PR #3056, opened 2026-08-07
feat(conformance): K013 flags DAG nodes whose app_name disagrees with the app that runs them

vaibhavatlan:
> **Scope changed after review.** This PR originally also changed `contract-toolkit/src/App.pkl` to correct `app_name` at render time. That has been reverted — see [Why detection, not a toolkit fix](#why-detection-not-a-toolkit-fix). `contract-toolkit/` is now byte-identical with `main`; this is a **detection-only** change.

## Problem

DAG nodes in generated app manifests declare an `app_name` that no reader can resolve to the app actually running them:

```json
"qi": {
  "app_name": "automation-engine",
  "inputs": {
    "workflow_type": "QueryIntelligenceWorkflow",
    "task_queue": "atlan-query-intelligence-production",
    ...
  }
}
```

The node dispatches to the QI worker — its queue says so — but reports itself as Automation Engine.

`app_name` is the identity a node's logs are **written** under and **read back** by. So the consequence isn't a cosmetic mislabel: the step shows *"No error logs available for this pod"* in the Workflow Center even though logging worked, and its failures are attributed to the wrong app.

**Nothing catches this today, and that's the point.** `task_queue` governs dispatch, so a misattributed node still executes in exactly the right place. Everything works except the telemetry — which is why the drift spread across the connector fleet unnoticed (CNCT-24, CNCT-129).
□ □ □
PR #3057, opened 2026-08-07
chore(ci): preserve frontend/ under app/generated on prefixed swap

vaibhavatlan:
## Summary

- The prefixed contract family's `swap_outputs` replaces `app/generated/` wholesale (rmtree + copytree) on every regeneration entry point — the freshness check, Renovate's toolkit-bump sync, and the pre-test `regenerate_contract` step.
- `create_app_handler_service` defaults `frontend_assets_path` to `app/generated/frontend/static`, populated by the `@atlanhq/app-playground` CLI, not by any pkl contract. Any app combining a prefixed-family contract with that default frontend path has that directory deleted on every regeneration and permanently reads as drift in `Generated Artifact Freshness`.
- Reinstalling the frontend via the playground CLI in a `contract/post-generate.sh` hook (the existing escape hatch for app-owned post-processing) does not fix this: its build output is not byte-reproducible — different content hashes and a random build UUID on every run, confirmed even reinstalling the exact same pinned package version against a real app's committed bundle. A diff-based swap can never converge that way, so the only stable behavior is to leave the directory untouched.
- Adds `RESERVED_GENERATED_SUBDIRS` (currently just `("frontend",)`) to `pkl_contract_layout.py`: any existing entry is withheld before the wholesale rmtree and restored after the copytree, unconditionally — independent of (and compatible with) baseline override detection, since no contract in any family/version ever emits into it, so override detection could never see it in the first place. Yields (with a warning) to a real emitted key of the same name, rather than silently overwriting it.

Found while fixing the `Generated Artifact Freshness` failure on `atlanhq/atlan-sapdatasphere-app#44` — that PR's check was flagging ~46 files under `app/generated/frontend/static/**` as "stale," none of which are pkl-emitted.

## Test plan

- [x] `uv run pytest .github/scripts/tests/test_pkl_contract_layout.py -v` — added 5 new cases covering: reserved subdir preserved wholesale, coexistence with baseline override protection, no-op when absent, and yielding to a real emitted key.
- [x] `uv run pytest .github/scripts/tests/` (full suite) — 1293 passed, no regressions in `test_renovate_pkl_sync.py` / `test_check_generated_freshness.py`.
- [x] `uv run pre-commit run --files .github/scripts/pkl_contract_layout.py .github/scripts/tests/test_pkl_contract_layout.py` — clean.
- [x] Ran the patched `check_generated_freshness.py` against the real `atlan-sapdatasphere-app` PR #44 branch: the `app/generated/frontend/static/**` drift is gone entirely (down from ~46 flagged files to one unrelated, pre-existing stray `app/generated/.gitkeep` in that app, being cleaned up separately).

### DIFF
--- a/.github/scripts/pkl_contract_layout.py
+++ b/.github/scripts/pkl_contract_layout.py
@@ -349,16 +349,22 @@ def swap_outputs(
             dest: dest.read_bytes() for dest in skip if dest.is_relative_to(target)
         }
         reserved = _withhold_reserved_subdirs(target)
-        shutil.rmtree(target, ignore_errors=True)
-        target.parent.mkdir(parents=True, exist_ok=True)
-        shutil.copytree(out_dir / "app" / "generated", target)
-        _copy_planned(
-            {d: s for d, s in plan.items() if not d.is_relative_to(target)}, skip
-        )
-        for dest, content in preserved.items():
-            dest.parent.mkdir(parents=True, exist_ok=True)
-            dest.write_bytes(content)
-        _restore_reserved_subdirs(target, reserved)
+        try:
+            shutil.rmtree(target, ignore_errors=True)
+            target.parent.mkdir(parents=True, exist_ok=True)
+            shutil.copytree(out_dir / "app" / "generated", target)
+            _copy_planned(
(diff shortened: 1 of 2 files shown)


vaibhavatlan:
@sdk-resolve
□ □ □
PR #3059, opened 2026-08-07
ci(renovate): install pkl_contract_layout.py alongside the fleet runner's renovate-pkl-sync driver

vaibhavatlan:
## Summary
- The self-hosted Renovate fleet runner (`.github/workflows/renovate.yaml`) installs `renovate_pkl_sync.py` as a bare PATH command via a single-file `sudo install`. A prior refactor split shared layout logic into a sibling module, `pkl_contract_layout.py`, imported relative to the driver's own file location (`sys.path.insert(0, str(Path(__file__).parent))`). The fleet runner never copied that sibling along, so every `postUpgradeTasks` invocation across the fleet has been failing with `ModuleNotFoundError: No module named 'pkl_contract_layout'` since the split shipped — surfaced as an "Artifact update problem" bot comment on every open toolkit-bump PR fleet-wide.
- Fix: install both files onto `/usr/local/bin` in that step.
□ □ □
Of all the entries above, retype exactly the lines from the line with "(full suite) —" to the line with "run pre-commit run", both included, and no others.

- [x] `uv run pytest .github/scripts/tests/` (full suite) — 1293 passed, no regressions in `test_renovate_pkl_sync.py` / `test_check_generated_freshness.py`.
- [x] `uv run pre-commit run --files .github/scripts/pkl_contract_layout.py .github/scripts/tests/test_pkl_contract_layout.py` — clean.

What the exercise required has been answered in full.